2 June 2026
A team of Indian and Italian archaeologists unveiled a discovery that rewrites ancient economic history: a 2,000-year-old underground labyrinth unearthed in western Maharashtra’s Pune district has been confirmed as a lost trading post that connected the Satavahana dynasty’s flourishing ports to the Roman Empire’s eastern outpost of Rome’s port city of Ostia. The complex, carved into basalt rock and spanning nearly 1.5 acres, was accidentally found during highway excavation near the village of Phaltan, an area already known for its Buddhist rock-cut caves. Carbon dating and ceramic analysis place the labyrinth’s primary phase between 30 BCE and 70 CE, a period when the Roman Empire, under emperors Augustus and Tiberius, heavily imported Indian textiles, gems, spices, and, most crucially, steel.
What stunned researchers was not the labyrinth’s scale but its design: four concentric circular passages connected by narrow stairwells, with over thirty small chambers containing storage jars, grinding stones, and fragmented clay seals bearing both Brahmi script and Latin symbols. “This is not a religious or defensive structure,” explained Dr. Alok Shinde, head of the Deccan College post-graduate research team, in a press briefing. “The presence of standardized weights, imported wine amphorae with Roman potters’ marks, and a complete absence of ritual artifacts indicates a sophisticated transit hub—a customs and regrouping point for goods moving from the Satavahana hinterland to the western coast.”
The labyrinth’s most valuable revelation came from a sealed chamber at its center, where excavators found a copper plate inscription in Pali and a wooden wax tablet in Latin, the latter miraculously preserved by the dry, airless conditions. The Latin text, provisionally translated by epigraphists at the University of Rome, appears to be a shipping contract between a Roman merchant named Lucius Caecilius Gemellus and a local Satavahana agent, detailing a consignment of mithril steel ingots, known in Rome as “Seric iron,” destined for sword factories in Capua.
“We always knew Rome imported high-carbon steel from India, but this is the first physical evidence of a direct, non-Red Sea intermediary facility,” stated Professor Elena Moretti of the Sapienza University of Rome’s ancient trade department. “The labyrinth’s design—deliberately confusing, with false passages and multiple exits—suggests it was also a security measure against bandits and a hideout for merchants during monsoon disruptions. It effectively functioned as a modern bonded warehouse.” Her team noted that the site’s location lies exactly one day’s camel-cart journey from the ancient port of Kalyan, which Roman geographer Pliny the Elder described as the “great emporium of the east.”

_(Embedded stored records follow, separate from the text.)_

PR #1206, opened 2022-07-12
buildx: log errors in initializing builders

jedevc:
Previously, errors within the driver config would not be reported to the user until they tried to use the driver, even though they are easily accessible from the node group info.

For example:

```console
# before
$ buildx create --bootstrap --name=kube --driver=kubernetes --driver-opt=namespace=buildkit,replicas=4,loadbalance=test
kube

# after
$ buildx create --bootstrap --name=kube --driver=kubernetes --driver-opt=namespace=buildkit,replicas=4,loadbalance=test
ERROR: failed to initialize builder kube (kube0): invalid loadbalance "test"
kube
```

This is in a similar vein to #1188

### DIFF
--- a/commands/create.go
+++ b/commands/create.go
@@ -134,6 +134,11 @@ func runCreate(dockerCli command.Cli, in createOptions, args []string) error {
 		}
 	}
 
+	ngOriginal := ng
+	if ngOriginal != nil {
+		ngOriginal = ngOriginal.Copy()
+	}
+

Further evidence includes over 200 Roman silver denarii and Satavahana lead coins mixed in a collapsed jar, suggesting a payment dispute or sudden abandonment. Among the most poignant finds is a small terracotta figurine of the Roman goddess Fortuna, her nose broken, placed alongside an Indian elephant-headed Ganesha statue in the same niche—indicating religious syncretism among trading communities. “This discovery forces us to redraw the map of Indo-Roman trade,” said Dr. Shinde. “Previously, we assumed most exchanges happened directly at coastal ports like Barygaza (modern Bharuch) or Muziris (in Kerala). Now we see a deep inland transit system, with hidden nodes like this labyrinth managing logistics, taxation, and security. It’s the ancient equivalent of a multilateral trade corridor.” Scientists from the National Institute of Oceanography in Goa have since analyzed soil samples from the labyrinth’s floor, finding pollen from both Mediterranean olive and Western Ghats black pepper, proving that bulk goods were physically sorted and repackaged here.
The discovery has ignited a debate over the scale of Roman settlement in Maharashtra. While no skeletal remains have been found, DNA traces on a leather sandal recovered near the Latin tablet show maternal haplogroups common in modern Tuscany. “We are not claiming a Roman colony,” clarified Professor Moretti. “But the evidence strongly suggests at least a few Italian merchants or their agents lived here seasonally, perhaps for years, marrying locally. The labyrinth was their operational headquarters, hidden in plain sight from rival kingdoms and local tax collectors.”
The Maharashtra state archaeology department has already declared the site a protected monument of national importance, and UNESCO is expediting a “lost cities” heritage application. Meanwhile, the local villagers who long called the rubble-strewn mound a “devil’s burrow” now find themselves at the heart of history. As one elderly farmer told the press, “We always heard stories of hidden rooms full of foreign gold. We never imagined the stories were two thousand years old—and true.” The labyrinth’s passages, now lit with electric lanterns, are open only to researchers, but a virtual reality reconstruction is promised by December 2026, ensuring that this lost artery between Maharashtra and Rome finally receives its place in the annals of global connectivity.